Iris dataset SparsePCA projection and visualizing

    After loading the Iris dataset, we'll get the data and label parts of the dataset. 
 
iris = load_iris()
x = iris.data
y = iris.target 
 
Then, we'll define the model by using the SparsePCA class, here the n_components parameter defines the number of target dimensions.
 
spca = SparsePCA(n_components=2, random_state=123)
z = spca.fit_transform(x)  
 
 
Next, we'll visualize the result in a plot. We'll collect the output component data in a dataframe, then we use 'seaborn' library's scatterplot() to plot the data. In color palette of scatter plot, we'll set 3 because there are 3 types categories in label data.

df = pd.DataFrame()
df["y"] = y
df["comp-1"] = z[:,0]
df["comp-2"] = z[:,1]

sns.scatterplot(x="comp-1", y="comp-2", hue=df.y.tolist(),
                palette=sns.color_palette("hls", 3),
                data=df).set(title="Iris data SparsePCA projection"
 

 
MNIST dataset SparsePCA projection and visualizing

    Next, we'll apply the same method to the larger dataset. MNIST handwritten digit dataset works well for this purpose and we can use Keras API's MNIST data. We extract only train part of the dataset because here it is enough to test data with SparsePCA class.
 
(x_train, y_train), (_ , _) = mnist.load_data()
print(x_train.shape) 
 
(60000, 28, 28)
 
MNIST is a three-dimensional data, we'll reshape it into the two-dimensional one. 

x_mnist = reshape(x_train, [x_train.shape[0], x_train.shape[1]*x_train.shape[2]])
print(x_mnist.shape)
 
(60000, 784) 
 
Here, we have 784 features and 60000 samples.  Now, we'll project it into two dimensions with Sparse PCA method and visualize it in a plot.
 
spca = SparsePCA(n_components=2, random_state=123)
z = spca.fit_transform(x_mnist)
df = pd.DataFrame()
df["y"] = y_train
df["comp-1"] = z[:,0]
df["comp-2"] = z[:,1]

sns.scatterplot(x="comp-1", y="comp-2", hue=df.y.tolist(),
                palette=sns.color_palette("hls", 10),
                data=df).set(title="MNIST data SparsePCA projection")
 



    The plot shows a two-dimensional visualization of the MNIST data. The colors define the target digits and their feature data location in 2D space.
 
    In this tutorial, we've briefly learned how to how to project data with Sparse PCA method and visualize the projected data in Python. The full source code is listed below.
 
 
 Source code listing

from sklearn.decomposition import SparsePCA 
from keras.datasets import mnist
from sklearn.datasets import load_iris
from numpy import reshape
import seaborn as sns
import pandas as pd

iris = load_iris()
x = iris.data
y = iris.target

spca = SparsePCA(n_components=2, random_state=123)
z = spca.fit_transform(x)
df = pd.DataFrame()
df["y"] = y
df["comp-1"] = z[:,0]
df["comp-2"] = z[:,1]

sns.scatterplot(x="comp-1", y="comp-2", hue=df.y.tolist(),
                palette=sns.color_palette("hls", 3),
                data=df).set(title="Iris data SparsePCA projection")

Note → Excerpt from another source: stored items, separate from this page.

PR #567, opened 2020-11-06
✨(marsha) add a cronjob to stop unused live streaming

lunika:
## Purpose

Marsha contains a management command checking all live streaming and stop them if they are unused. 

To use this management command we created a cronjob scheduled every 20 minutes running this management command

## Proposal

- [x] add a cronjob to stop unused live streaming

### DIFF
--- a/apps/marsha/templates/services/app/cronjob_check_live_state.yml.j2
+++ b/apps/marsha/templates/services/app/cronjob_check_live_state.yml.j2
@@ -1,0 +1,64 @@
+apiVersion: batch/v1beta1
+kind: CronJob
+metadata:
+  labels:
+    app: marsha
+    service: app
+    version: "{{ marsha_image_tag }}"
+    deployment_stamp: "{{ deployment_stamp }}"
+  name: "check-live-state-{{ deployment_stamp }}"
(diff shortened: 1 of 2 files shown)


apps/marsha/templates/services/app/cronjob_check_live_state.yml.j2
```diff
@@ -0,0 +1,87 @@
...
+                claimName: marsha-pvc-media
+            - name: marsha-v-static
+              persistentVolumeClaim:
+                claimName: marsha-pvc-static
+{% endif %}
+{% if marsha_should_sign_requests %}
+            - name: marsha-cloudfront-private-key-secret
+              secret:
+                secretName: "{{ marsha_cloudfront_private_key_secret_name }}"
+{% endif %}
```
sampaccoud: I wouldn't mount static, media and cloudfront private key...

sampaccoud (approved):

apps/marsha/templates/services/app/cronjob_check_live_state.yml.j2
lunika: I'm not sure it will work without cloudfront private key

(x_train, y_train), (_ , _) = mnist.load_data()
print(x_train.shape) 

x_mnist = reshape(x_train, [x_train.shape[0], x_train.shape[1]*x_train.shape[2]])
print(x_mnist.shape)

spca = SparsePCA(n_components=2, random_state=123)
z = spca.fit_transform(x_mnist)

df = pd.DataFrame()
df["y"] = y_train
df["comp-1"] = z[:,0]
df["comp-2"] = z[:,1]

sns.scatterplot(x="comp-1", y="comp-2", hue=df.y.tolist(),
                palette=sns.color_palette("hls", 10),
                data=df).set(title="MNIST data SparsePCA projection")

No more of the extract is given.